Low IGF-I bioavailability impairs growth and glucose metabolism in a mouse model of human PAPPA2 p.ALA1033Val mutation

Masanobu Fujimoto, Melissa Andrew, Lihong Liao, Dongsheng Zhang, Gozde Yildirim, Patrick Sluss, Bhanu Kalra, Ajay Kumar, Shoshana Yakar, Vivian Hwa, Andrew Dauber

Research output: Contribution to journalArticlepeer-review


Bioactive free IGF-I is critically important for growth. The bioavailability of IGF-I is modulated by the IGF-binding proteins (IGFBPs) and their proteases, such as pregnancy-associated plasma protein-A2 (PAPP-A2). We have created a mouse model with a specific mutation in PAPPA2 identified in a human with PAPP-A2 deficiency. The human mutation was introduced to the mouse genome via a knock-in strategy, creating knock-in mice with detectable protein levels of Papp-a2 but without protease activities. We found that the Pappa2 mutation led to significant reductions in body length (10%), body weight (10% and 20% in males and females, respectively), and relative lean mass in mice.
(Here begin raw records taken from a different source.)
PR #198, opened 2024-03-27
Allow to set a debounce time on reactiveToParams option.

csansoon:
Instead of being just a boolean, `reactiveToParams` now allows using a `number` too, to define the debounce time between param updates before calling a refetch.

### DIFF
--- a/apps/server/package.json
+++ b/apps/server/package.json
@@ -30,6 +30,7 @@
     "@testing-library/svelte": "^4.1.0",
     "@types/blessed": "^0.1.25",
     "@types/estree": "^1.0.1",
+    "@types/lodash-es": "^4.17.12",
     "@types/mock-fs": "^4.13.4",
     "autoprefixer": "^10.4.17",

Micro-CT analyses of Pappa2 knock-in femurs from adult mice showed inhibited periosteal bone expansion leading to more slender bones in both male and female mice. Furthermore, in the Pappa2 knock-in mice, insulin resistance correlated with decreased serum free IGF-I and increased intact IGFBP-3 concentrations. Interestingly, mice heterozygous for the knock-in mutation demonstrated a growth rate for body weight and length as well as a biochemical phenotype that was intermediate between wild-type and homozygous mice. This study models a human PAPPA2 mutation in mice. The mouse phenotype closely resembles that of the human patients, and it provides further evidence that the regulation of IGF-I bioavailability by PAPP-A2 is critical for human growth and for glucose and bone metabolism.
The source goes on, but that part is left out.